TASK INSTRUCTIONS:
Lines to restate from the data below: from the one containing "I guess, and" to the one containing "Not sure what", both included. Give them again exactly, and only them.

*** GIVEN DATA ***

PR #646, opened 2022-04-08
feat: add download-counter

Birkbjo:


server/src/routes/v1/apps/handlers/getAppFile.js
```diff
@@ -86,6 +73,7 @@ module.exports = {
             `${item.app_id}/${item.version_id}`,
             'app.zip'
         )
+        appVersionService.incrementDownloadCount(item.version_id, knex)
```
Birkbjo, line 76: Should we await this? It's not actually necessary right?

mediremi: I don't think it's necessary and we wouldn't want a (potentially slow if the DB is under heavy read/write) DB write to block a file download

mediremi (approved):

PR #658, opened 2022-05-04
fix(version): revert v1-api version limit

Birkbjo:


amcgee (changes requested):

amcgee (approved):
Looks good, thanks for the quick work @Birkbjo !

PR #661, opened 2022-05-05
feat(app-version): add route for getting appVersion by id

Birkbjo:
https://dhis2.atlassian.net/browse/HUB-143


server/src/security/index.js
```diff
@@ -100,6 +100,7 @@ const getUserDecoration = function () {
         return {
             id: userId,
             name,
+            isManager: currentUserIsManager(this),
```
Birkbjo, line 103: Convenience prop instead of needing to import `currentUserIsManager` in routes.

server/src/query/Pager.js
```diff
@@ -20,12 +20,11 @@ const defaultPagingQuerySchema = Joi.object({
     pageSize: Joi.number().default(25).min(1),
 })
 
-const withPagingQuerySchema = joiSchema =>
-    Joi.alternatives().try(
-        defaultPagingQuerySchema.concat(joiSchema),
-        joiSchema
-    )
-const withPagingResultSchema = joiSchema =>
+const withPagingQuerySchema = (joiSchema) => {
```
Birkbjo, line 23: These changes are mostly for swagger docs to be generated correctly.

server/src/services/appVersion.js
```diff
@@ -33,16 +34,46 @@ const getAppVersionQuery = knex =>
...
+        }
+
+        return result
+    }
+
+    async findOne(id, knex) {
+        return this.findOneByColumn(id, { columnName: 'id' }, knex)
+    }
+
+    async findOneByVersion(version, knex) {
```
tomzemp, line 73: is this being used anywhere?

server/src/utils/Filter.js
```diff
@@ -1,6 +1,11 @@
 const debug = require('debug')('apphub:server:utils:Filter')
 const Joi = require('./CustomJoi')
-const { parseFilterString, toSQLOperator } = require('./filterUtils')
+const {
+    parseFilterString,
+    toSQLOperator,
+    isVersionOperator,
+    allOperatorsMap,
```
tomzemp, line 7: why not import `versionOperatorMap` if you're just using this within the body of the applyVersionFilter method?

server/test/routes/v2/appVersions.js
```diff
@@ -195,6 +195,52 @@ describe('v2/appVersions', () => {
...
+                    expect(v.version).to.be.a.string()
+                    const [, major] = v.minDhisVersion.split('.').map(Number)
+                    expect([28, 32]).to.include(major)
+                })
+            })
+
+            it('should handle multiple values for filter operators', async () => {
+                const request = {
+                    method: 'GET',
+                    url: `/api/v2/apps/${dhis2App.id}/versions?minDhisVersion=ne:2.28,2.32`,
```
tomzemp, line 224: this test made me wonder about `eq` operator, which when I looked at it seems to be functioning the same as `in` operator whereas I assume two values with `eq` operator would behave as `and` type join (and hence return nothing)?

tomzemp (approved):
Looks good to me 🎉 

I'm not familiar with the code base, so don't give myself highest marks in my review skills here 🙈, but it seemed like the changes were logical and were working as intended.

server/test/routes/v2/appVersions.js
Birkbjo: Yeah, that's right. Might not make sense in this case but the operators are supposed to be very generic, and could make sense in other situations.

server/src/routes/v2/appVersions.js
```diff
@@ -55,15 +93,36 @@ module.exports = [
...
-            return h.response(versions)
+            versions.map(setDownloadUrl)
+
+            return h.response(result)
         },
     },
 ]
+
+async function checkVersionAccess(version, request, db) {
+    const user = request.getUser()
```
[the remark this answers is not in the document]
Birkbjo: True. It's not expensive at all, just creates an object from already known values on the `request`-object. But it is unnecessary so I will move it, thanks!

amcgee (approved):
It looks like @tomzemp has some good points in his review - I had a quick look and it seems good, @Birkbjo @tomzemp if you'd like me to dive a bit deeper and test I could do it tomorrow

*** End of GIVEN DATA ***
*** GIVEN DATA ***

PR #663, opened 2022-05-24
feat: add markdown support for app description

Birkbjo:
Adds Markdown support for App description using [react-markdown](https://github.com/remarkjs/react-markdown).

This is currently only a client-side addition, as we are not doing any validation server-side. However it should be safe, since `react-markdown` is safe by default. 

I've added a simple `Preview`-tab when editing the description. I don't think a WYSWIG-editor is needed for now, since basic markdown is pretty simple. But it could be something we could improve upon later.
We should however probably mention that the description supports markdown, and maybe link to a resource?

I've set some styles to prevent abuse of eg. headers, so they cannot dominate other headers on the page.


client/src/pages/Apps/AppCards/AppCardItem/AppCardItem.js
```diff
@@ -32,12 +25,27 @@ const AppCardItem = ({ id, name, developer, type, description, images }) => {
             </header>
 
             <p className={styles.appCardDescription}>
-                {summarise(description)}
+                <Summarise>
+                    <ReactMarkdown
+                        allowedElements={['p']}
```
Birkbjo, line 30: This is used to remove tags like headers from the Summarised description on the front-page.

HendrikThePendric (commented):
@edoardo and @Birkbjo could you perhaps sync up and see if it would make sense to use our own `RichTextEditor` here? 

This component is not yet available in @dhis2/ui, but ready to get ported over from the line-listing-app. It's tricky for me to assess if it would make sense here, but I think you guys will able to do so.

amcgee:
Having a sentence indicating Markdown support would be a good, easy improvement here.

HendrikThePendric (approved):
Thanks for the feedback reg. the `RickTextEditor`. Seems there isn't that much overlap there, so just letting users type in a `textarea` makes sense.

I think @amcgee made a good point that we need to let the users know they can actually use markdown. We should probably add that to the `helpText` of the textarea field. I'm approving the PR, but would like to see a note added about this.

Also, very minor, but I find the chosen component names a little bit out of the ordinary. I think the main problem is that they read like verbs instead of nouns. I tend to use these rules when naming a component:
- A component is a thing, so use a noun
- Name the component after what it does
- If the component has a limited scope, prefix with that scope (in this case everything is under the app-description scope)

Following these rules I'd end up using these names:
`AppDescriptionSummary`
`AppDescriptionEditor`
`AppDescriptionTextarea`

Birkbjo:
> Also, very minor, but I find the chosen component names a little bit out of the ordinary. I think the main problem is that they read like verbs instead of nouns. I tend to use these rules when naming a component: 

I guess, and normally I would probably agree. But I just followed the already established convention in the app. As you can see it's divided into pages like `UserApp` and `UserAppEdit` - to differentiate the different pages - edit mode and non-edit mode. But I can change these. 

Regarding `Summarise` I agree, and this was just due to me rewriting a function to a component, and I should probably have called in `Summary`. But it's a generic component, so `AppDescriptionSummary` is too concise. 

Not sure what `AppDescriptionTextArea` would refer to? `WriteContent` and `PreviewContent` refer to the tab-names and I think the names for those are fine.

*** End of GIVEN DATA ***

EXERCISE RESPONSE:
I guess, and normally I would probably agree. But I just followed the already established convention in the app. As you can see it's divided into pages like `UserApp` and `UserAppEdit` - to differentiate the different pages - edit mode and non-edit mode. But I can change these. 

Regarding `Summarise` I agree, and this was just due to me rewriting a function to a component, and I should probably have called in `Summary`. But it's a generic component, so `AppDescriptionSummary` is too concise. 

Not sure what `AppDescriptionTextArea` would refer to? `WriteContent` and `PreviewContent` refer to the tab-names and I think the names for those are fine.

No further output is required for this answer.